I read in a post recently that someone boiled the shells and then crushed them between waxed paper sheets with a rolling pin. I am not sure how soluble the calcium would be that way.  Maybe the calcium leaches into the soil?  I use cuttlefish bone.  You can buy them in any pet store in the bird section.  It is a soft, chalky bone that powders easily.  I just scrape it with a knife over the substrate about once a month.

Reactions: Agree 1


----------



## SlugPod (Mar 2, 2017)

If you wanted to use eggshells, you'd have to get the brown coloured ones, the white ones are bleached. And the organic / brown ones are more expensive iirc.
You would also want to get a mortar and pestle (which are PRICEY) to crush it into a fine powder (which takes a while).
If it isn't in a fine powder, the millipedes most likely won't be able to eat the shells too easily because they are quite hard and millis have soft mandibles.

It might be cheaper and easier to get the cuttlefish bone as mickiem mentioned.


----------



## chanda (Mar 2, 2017)

SlugPod said:


> If you wanted to use eggshells, you'd have to get the brown coloured ones, the white ones are bleached.


No, they aren't.  Different breeds of chickens lay different colored eggs.  Nutritionally, they are all basically the same.  The White Leghorns (which are one of the most common breeds raised for commercial egg production) lay eggs with white colored shells, while others, like the Rhode Island Reds,  lay brown eggs - and some, like the Araucanas, even lay eggs with bluish or greenish shells.

Reactions: Agree 1


----------



## SlugPod (Mar 3, 2017)

chanda said:


> No, they aren't. Different breeds of chickens lay different colored eggs.

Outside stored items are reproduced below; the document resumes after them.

PR #928, opened 2020-01-14
Pointer assignment semantic checks

tskeith:
See individual commits.


lib/evaluate/characteristics.cc
```diff
@@ -636,7 +638,7 @@ std::optional<Procedure> Procedure::Characterize(
           [&](const semantics::ProcEntityDetails &proc)
               -> std::optional<Procedure> {
             if (symbol.attrs().test(semantics::Attr::INTRINSIC)) {
-              return intrinsics.IsUnrestrictedSpecificIntrinsicFunction(
+              return intrinsics.IsSpecificIntrinsicFunction(
```
klausler: Could you summarize for me what's changed here?  Do you permit procedure pointers to point to restricted specific intrinsic functions?

lib/semantics/check-declarations.cc
```diff
@@ -659,6 +673,17 @@ bool CheckHelper::CheckDefinedAssignmentArg(
   return true;
 }
 
+// Report a conflicting attribute error if symbols has both of these attributes
```
klausler: s/has/have/

lib/evaluate/characteristics.cc
tskeith: The change is to be able to detect specific intrinsic functions, both restricted and unrestricted. `IsSpecificIntrinsicFunction` returns a struct that has a flag to distinguish restricted and unrestricted. That flag is propagated to `SpecificIntrinsic` in `ProcedureDesignator` by `ExpressionAnalyzer::Designate`.

The new tests in `resolve46.f90` verify that procedure pointers can't point to restricted specific intrinsic functions.

lib/semantics/check-declarations.cc
tskeith: Thanks

PR #934, opened 2020-01-15
Porting F18 tests to use LLVM lit

LukeIreland1:
These commits contain:

- Scripts that will port error tests
- Verified ported error tests
- Remaining ported error tests

The remaining code for porting the remaining generic, symbol, and modfile tests is mostly done, but needs adjusting to this format.


LukeIreland1:
Merging removed my last commit, just trying to fix this now

sscalpone:
Why not change the tests to use the standard prefix?

LukeIreland1:
> Why not change the tests to use the standard prefix?

My aim was to make minimal changes to existing tests, but that's doable, and I don't mind strongly either way.

Keeping the original prefixes may be beneficial to others, and you may be able to identify the test and/or it's objective more easily.

test-lit/lit_port.py
```diff
@@ -0,0 +1,256 @@
...
+                if token.startswith("!"):
+                    prefix = token[1:]
+                    break
+            if prefix and prefix.endswith(":") and prefix not in non_prefixes:
+                prefixes.add(prefix[:-1])
+    return prefixes
+
+
+def run(command):
+    command = "PATH=~/f18/build/install/bin:$PATH;{}".format(command)
```
kiranchandramohan: There seem to be assumptions about where the compiler and associated binaries will be. If this script is designed to be run by others then it might make sense to define this is a global variable somewhere or passed as an argument.

test-lit/lit_port.py
```diff
@@ -0,0 +1,256 @@
...
+import re
+import shlex
+import sys
+import subprocess
+from pathlib import Path
+
+from test_splitter import TestSplitter
+
+ROOT = Path.cwd()
+while ROOT.name != "f18":
```
kiranchandramohan: can this f18 name be a global variable since in future this could also be flang. 
Ignore if this is only meant to be a run once script.

test-lit/lit_port.py
```diff
@@ -0,0 +1,256 @@
...
+                            path.unlink()
+
+            port_single_test(test, output)
+            cleanup()
+    if FAILS:
+        for fail in FAILS:
+            print("Test {} failed".format(fail))
+    else:
+        print("No fails detected")
+
```
kiranchandramohan: You have used 2 new lines in between functions everywhere else.

test-lit/semantics/allocate10.f90
```diff
@@ -3,6 +3,9 @@
 !TODO: mixing expr and source-expr?
 !TODO: using subcomponent in source expressions
 
+! RUN: not %flang -fdebug-resolve-names -fparse-only %s 2>&1 | FileCheck --check-prefixes=C942a,ERROR %s
```
kiranchandramohan: what is the use of C942a prefix?

test-lit/semantics/omp-atomic.f90
```diff
@@ -2,6 +2,9 @@
 
 ! Check OpenMP 2.13.6 atomic Construct
 
+! RUN: %flang -fdebug-resolve-names -fparse-only OPTIONS: -fopenmp %s 2>&1
```
kiranchandramohan: Does this work? Should OPTIONS appear like this?

test-lit/semantics/if_stmt02.f90
```diff
@@ -0,0 +1,6 @@
+!ERROR: IF statement is not allowed in IF statement
```
kiranchandramohan: Why did this come as the first line here (and not the run line)?
Why doesn't git show this file as a renaming/movement of file (test/semantics/if_stmt02.f90)? At the end of this patch the file is shown as deleted.

test-lit/semantics/implicit05.f90
```diff
@@ -0,0 +1,7 @@
+! RUN: not %flang -fdebug-resolve-names -fparse-only %s 2>&1 | FileCheck --check-prefixes=ERROR %s
```
kiranchandramohan: why is the original file deleted and a new file created?

test-lit/semantics/resolve03.f90
```diff
@@ -0,0 +1,8 @@
+! RUN: not %flang -fdebug-resolve-names -fparse-only %s 2>&1 | FileCheck --check-prefixes=ERROR %s
```
kiranchandramohan: why is the original file deleted and a new file created?

LukeIreland1:
> Does this handle only tests from the semantics directory? If so, can that be mentioned in the commit message. What about tests in other directories?

Only error tests from the semantics directory, so I was explicit about that part, but not about it also being a semantics test. Given there are no other error tests (as far as I remember), do you think it will be okay to leave it like this? I will be explicit about the other directories, so I think it's unlikely to cause confusion.

test-lit/lit_port.py
```diff
@@ -0,0 +1,256 @@
...
+import subprocess
+from pathlib import Path
+
+from test_splitter import TestSplitter
+
+ROOT = Path.cwd()
+while ROOT.name != "f18":
+    ROOT = ROOT.parent
+DEFAULT_TEMPLATE = "! RUN: %flang {} %s 2>&1\n"
+ERROR_TEMPLATE = "! RUN: not %flang {} %s 2>&1 | FileCheck --check-prefixes={} %s\n"
```
kiranchandramohan: Is the redirection because the driver does not support "-o -" ?

test-lit/lit_port.py
```diff
@@ -0,0 +1,256 @@
...
+import sys
+import subprocess
+from pathlib import Path
+
+from test_splitter import TestSplitter
+
+ROOT = Path.cwd()
+while ROOT.name != "f18":
+    ROOT = ROOT.parent
+DEFAULT_TEMPLATE = "! RUN: %flang {} %s 2>&1\n"
```
kiranchandramohan: Is the redirection "2>&1" necessary here?

test-lit/semantics/resolve17.f90
```diff
@@ -1,3 +1,6 @@
+! RUN: not %flang -fdebug-resolve-names -fparse-only %s 2>&1 | FileCheck --check-prefixes=Note,ERROR %s
```
kiranchandramohan: Note is a comment and not a prefix to check I guess.

test-lit/semantics/resolve18.f90
```diff
@@ -1,3 +1,6 @@
+! RUN: not %flang -fdebug-resolve-names -fparse-only %s 2>&1 | FileCheck --check-prefixes=Note,ERROR %s
```
kiranchandramohan: Note is a comment and not a prefix to check I guess.

test-lit/semantics/resolve32.f90
```diff
@@ -1,3 +1,6 @@
+! RUN: not %flang -fdebug-resolve-names -fparse-only %s 2>&1 | FileCheck --check-prefixes=Note,ERROR %s
```
kiranchandramohan: Note is a comment and not a prefix to check I guess.

test-lit/semantics/equivalence01.f90
```diff
@@ -1,3 +1,6 @@
+! RUN: not %flang -fdebug-resolve-names -fparse-only %s 2>&1 | FileCheck --check-prefixes=OK,ERROR %s
```
kiranchandramohan: !OK is probably a comment and not a prefix to check?

test-lit/semantics/resolve09.f90
```diff
@@ -1,3 +1,6 @@
+! RUN: not %flang -fdebug-resolve-names -fparse-only %s 2>&1 | FileCheck --check-prefixes=OK,ERROR %s
```
kiranchandramohan: !OK is probably a comment and not a prefix to check?

test-lit/semantics/resolve22.f90
```diff
@@ -1,3 +1,6 @@
+! RUN: not %flang -fdebug-resolve-names -fparse-only %s 2>&1 | FileCheck --check-prefixes=OK,ERROR %s
```
kiranchandramohan: !OK is probably a comment and not a prefix to check?

test-lit/lit_port.py
```diff
@@ -0,0 +1,256 @@
+""" lit_port.py
```
CarolineConcatto: I imagine that as we want to merge with LLVM. This header needs to be changed to:
# -*- Python -*-
I believe you can remove the licence part. I don't see that in the python files inside LLVM. I can be wrong, so double check.

test-lit/lit_port.py
```diff
@@ -0,0 +1,256 @@
...
+
+    Part of the LLVM Project, under the Apache License v2.0 with LLVM Exceptions.
+    See https://llvm.org/LICENSE.txt for license information.
+    SPDX-License-Identifier: Apache-2.0 WITH LLVM-exception
+
+"""
+
+import argparse
```
CarolineConcatto: Do we need all this import

test-lit/lit_port.py
```diff
@@ -0,0 +1,256 @@
...
+        command,
+        stdout=subprocess.PIPE,
+        stderr=subprocess.PIPE,
+        shell=True).stdout.decode('utf-8')
+
+
+def test_single_port(new_path, old_path):
+    test = new_path.name
+    new_path = ROOT.parent.joinpath(
+        "build-f18/test-lit", new_path.parent.name, new_path.name
```
CarolineConcatto: Same comment as Kiran, you are assuming that the user will always use build-f18, what is not always true. Can you use the CMAKE_BINARY_DIR here? Or something that is not that specific?

CarolineConcatto: Have a look in the lit.site.cfg, maybe you could use "@FLANG_BINARY_DIR@".

test-lit/semantics/altreturn01.f90
```diff
@@ -1,5 +1,8 @@
 ! Check calls with alt returns
 
+! RUN: %flang -fdebug-resolve-names -fparse-only %s 2>&1
```
CarolineConcatto: What is the reason we don't have FileCheck here?

test-lit/semantics/computed-goto01.f90
```diff
@@ -1,5 +1,8 @@
 ! Check that a basic computed goto compiles
 
+! RUN: %flang -fdebug-resolve-names -fparse-only %s 2>&1
```
CarolineConcatto: Another one without FileCheck, what is the reason?

test-lit/semantics/if_arith01.f90
```diff
@@ -1,5 +1,8 @@
 ! Check that a basic arithmetic if compiles.
 
+! RUN: %flang -fdebug-resolve-names -fparse-only %s 2>&1
```
CarolineConcatto: So these tests without FileCheck. I imagine they will always pass even if they are not doing the right thing correct? 
I don't understand them quite well, the reason they are this way.

test-lit/semantics/separate-module-procs.f90
```diff
@@ -7,6 +7,9 @@
 !===------------------------------------------------------------------------===
```
CarolineConcatto: What is this line? It comes from the old file, but any way very odd, no?

test-lit/test_splitter.py
```diff
@@ -0,0 +1,126 @@
...
+class TestSplitter:
+    def __init__(self):
+        self.error_tests = []
+        self.modfile_tests = []
+        self.symbol_tests = []
+        self.generic_tests = []
+        self.unsupported_tests = []
+        self.test_types = ['ERROR', 'MODFILE', 'SYMBOL', 'GENERIC']
+        root = os.getcwd()
+        while not root.endswith("f18"):
```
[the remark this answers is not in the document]
CarolineConcatto: I believe you could use FLANG_SRC_DIR maybe!

test-lit/test_splitter.py
```diff
@@ -0,0 +1,126 @@
+""" test_splitter.py
+
+    Part of the LLVM Project, under the Apache License v2.0 with LLVM Exceptions.
+    See https://llvm.org/LICENSE.txt for license information.
+    SPDX-License-Identifier: Apache-2.0 WITH LLVM-exception
+    
+"""
+
```
CarolineConcatto: I would like if these 2 new python files had a little explanation of Why they exists and what they do.
The header I believe the way it is, is not needed

test-lit/test_splitter.py
```diff
@@ -0,0 +1,126 @@
...
+                if match:
+                    if match.group(1) == "ERROR_TESTS":
+                        current_test_set = self.error_tests
+                    elif match.group(1) == "MODFILE_TESTS":
+                        current_test_set = self.modfile_tests
+                    elif match.group(1) == "SYMBOL_TESTS":
+                        current_test_set = self.symbol_tests
+                    else:
+                        current_test_set = self.generic_tests
+                elif re.match(r".*\..*f[90|\]| \n]", line):
```
CarolineConcatto: I believe that we could have other files, no? Will this only work if the files are f.90?

test-lit/lit_port.py
LukeIreland1: After all tests are lit compatible, this script will be obsolete. The question is how likely is F18 to be renamed between now and then. I imagine while flang-compiler/flang is active, this won't happen, so we're probably okay for now.

test-lit/semantics/allocate10.f90
LukeIreland1: None, unfortunately the prefix finder picks up anything prefix-like, and these standard references (I assume), are sometimes formatted like prefixes, and not like comments (like they should be)

test-lit/semantics/allocate10.f90
```diff
@@ -3,6 +3,9 @@
...
+
+
 subroutine C939_C942a_C945b(xsrc1a, xsrc1c, xsrc0, xsrc2a, xsrc2c, pos)
 ! C939: If an allocate-object is an array, either allocate-shape-spec-list shall
```
LukeIreland1: @kiranchandramohan Notice the space between the comment character and the standard reference.

test-lit/semantics/allocate10.f90
LukeIreland1: So, I'm going to take a fairly big assumption that prefix-like string that starts with a C, followed by a number, is not a prefix. From the prefixes I've seen, I don't think this is a problem, but could need further refinement later on.

test-lit/semantics/omp-atomic.f90
LukeIreland1: I assume it is a difference in formatting with spaces again. Originally I had "only add opt if '-' in opt" , but Rich said it's too general of an assumption. Changed it to not include the opt if it has a comment character or OPTIONS in it.

test-lit/lit_port.py
LukeIreland1: Sadly, all needed. Shlex is hardly used, but is preferable to str.split().

test-lit/lit_port.py
LukeIreland1: @kiranchandramohan asked me to add the license I think, and I'm not 100% sure, but I remember Rich confirming this. I will double check though.

test-lit/lit_port.py
LukeIreland1: Trying to emulate the shell scripts used (i.e test_errors.sh) suggests yes, but I'm not 100% sure. I suspect yes, since error tests will need piping from stderr under normal circumstances, but I'm unsure if lit is able to automatically capture all output without this pipe.

test-lit/lit_port.py
LukeIreland1: I'm believe `-o` is supported, but isn't needed for these types of tests. Probably will be needed for semantics modfile tests.

test-lit/lit_port.py
```diff
@@ -0,0 +1,256 @@
...
+                    try:
+                        output.mkdir(parents=True)
+                    except PermissionError:
+                        print(
+                            "Invalid permission to create directory at given path",
+                            file=sys.stderr)
+                        exit(1)
+
+            if args.clean:
+                if list(output.glob('**/*.f*')) != 0:
```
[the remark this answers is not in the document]
LukeIreland1: Nope, thanks for finding this :)

test-lit/lit_port.py
kiranchandramohan: Sorry, my original comment is wrong since these are error tests and errors go to the error stream and needs to be redirected to the output stream before piping into filecheck so that the error message can be compared.

test-lit/lit_port.py
LukeIreland1: The other one is for binary, this is for the test files, but I have them in two different folders. I'll make it a global variable though.

test-lit/semantics/equivalence01.f90
LukeIreland1: Another prefix-like comment...I'll just have to add this one as a non-prefix.

test-lit/semantics/if_stmt02.f90
LukeIreland1: My script expects a license boilerplate or other comments at the beginning, I'll change it to detect if the insert line is after prefixes.

It has been renamed/moved, git just doesn't recognise it. It's happened to a few files, and I verified all of them. It has the same effect so it doesn't matter too much.

test-lit/semantics/implicit05.f90
LukeIreland1: See [here](https://github.com/flang-compiler/f18/pull/934#discussion_r367391638)

test-lit/test_splitter.py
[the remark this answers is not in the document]
LukeIreland1: I could use this, and the source is hard to differ between person to person, but at the moment, since I'm not sure I can use the other lit variables for binaries and test files, I think I'll keep it as minimalistic as possible. I have created a global though.

test-lit/semantics/if_arith01.f90
LukeIreland1: These tests just need to not throw any errors when ran.

test-lit/semantics/separate-module-procs.f90
LukeIreland1: It is very odd...

test-lit/test_splitter.py
LukeIreland1: I agree with the explanation, I'm not 100% sure about the license, since I was told to add it, but I'll verify it's needed, since the tests no longer have any license in them.

test-lit/test_splitter.py
LukeIreland1: The regex matches every entry in the CMakeLists.txt which is its purpose. It includes things like `  canondo*.[Ff]90`, but is globbed to get all files after matching.

CarolineConcatto:
I think the TODO can still be there, but maybe in another line, not in the same as the ERROR!

LukeIreland1:
> I think the TODO can still be there, but maybe in another line, not in the same as the ERROR!

Well the TODO invalidates the ERROR line as it is incomplete, and FileCheck will try to look for an invalid line.

CarolineConcatto:
Another solution is to add the tests that are failing in the list of Expected Failures.
But the way it is I believe is not the best.

LukeIreland1:
> Another solution is to add the tests that are failing in the list of Expected Failures.
> But the way it is I believe is not the best.

This is what I was doing originally, but Rich said it was unfair on the rest of the test that was working basically, we'll get clarification later in scrum so I'll just wait till then.

test-lit/lit_port.py
kiranchandramohan: I don't remember asking you to add license. But i can be forgetful. @RichBarton-Arm probably asked.
I don't see the license in lit.cfg.py and other python files in the test directory but i see the license in several other python files. See the grep below.
~/test_build/organic-clang$ grep Apache `find -name *.py` | wc -l
62

sscalpone:
I think the TODO lines are more about an incomplete compiler checks and less about an incomplete test. But let's not argue semantics. Those TODO lines are probably important reminders of work that needs to be completed.  We do not want to lose that information.  It's reasonable to ask the original author about their intent.

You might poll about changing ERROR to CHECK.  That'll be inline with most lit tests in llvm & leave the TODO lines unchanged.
PR #936, opened 2020-01-15
Checklist to precede pull requests

psteinfeld:
I added a checklist to the C++ Style document for things to check before submitting a pull request.

### DIFF
--- a/documentation/PullRequestChecklist.md
+++ b/documentation/PullRequestChecklist.md
@@ -1,0 +1,44 @@
+<!--===- documentation/PullRequestChecklist.md 
+
+   Part of the LLVM Project, under the Apache License v2.0 with LLVM Exceptions.
+   See https://llvm.org/LICENSE.txt for license information.
+   SPDX-License-Identifier: Apache-2.0 WITH LLVM-exception
+
+-->
+
+# Pull request checklist
+Please review the following items before submitting a pull request.  This list
+can also be used when reviewing pull requests.
+*  Verify that new files have a license with correct file name.
+*  Run `git diff` on all modified files to look for spurious changes such as
+   `#include <iostream>`.
+*  If you added code that causes the compiler to emit a new error message, make
+   sure that you also added a test that causes that error message to appear
+   and verifies its correctness.
+*  Annotate the code and tests with appropriate references to constraint and
+   requirement numbers from the Fortran standard.
+*  Check dereferences of pointers and optionals where necessary.
+*  Ensure that the scopes of all functions and variables are as local as
+   possible.
+*  Try to make all functions fit on a screen (40 lines).
+*  Build and test with both GNU and clang compilers.
+*  When submitting an update to a pull request, review previous pull request
+   comments and make sure that you've actually made all of the changes that
+   were requested.
+
+## Follow the style guide
+The following items are taken from the [C++ style guide](C++style.md).  But
+even though I've read the style guide, they regularly trip me up.
+*  Run clang-format version 7 on all .cc and .h files.
+*  Make sure that all source lines have 80 or fewer characters.  Note that
+   clang-format will do this for most code.  But you may need to break up long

I'm aware chickens can lay many different coloured eggs. 
However I've read from others that most large commercial egg producers bleach the white ones to get them clean and get the dirt and stains off. 
At least in the US.
I'm not sure how true this is, some sources online say that yes, most large commercial sources of eggs do bleach them and some sources say no. 
I'd rather not risk potentially killing my animals and just go to something that's safer. 
The cuttlefish bone for example.


----------



## chanda (Mar 3, 2017)

SlugPod said:


> I'm aware chickens can lay many different coloured eggs.
> However I've read from others that most large commercial egg producers bleach the white ones to get them clean and get the dirt and stains off.
> At least in the US.
> I'm not sure how true this is, some sources online say that yes, most large commercial sources of eggs do bleach them and some sources say no.
> ...


While it is true that a very weak bleach solution may be used to clean/sanitize eggs prior to sale, this is by no means exclusive to white-shelled eggs, nor is it the means by which the egg shells become white. Brown eggs are increasing popular with commercial producers and popping up more and more in the big chain supermarkets - and they are just as clean and shiny looking as the white ones, indicating that they, too, have been subjected to some sort of cleaning process. The purpose of a sanitizing solution is to remove mud, poop, or other contaminants from the shell and kill any bacteria on the shells. However, due to the extremely porous nature of the shells, the cleaning solutions (not all of which contain bleach - some use just plain water) can't be very strong, nor can the eggs be allowed to soak in them for any extended period.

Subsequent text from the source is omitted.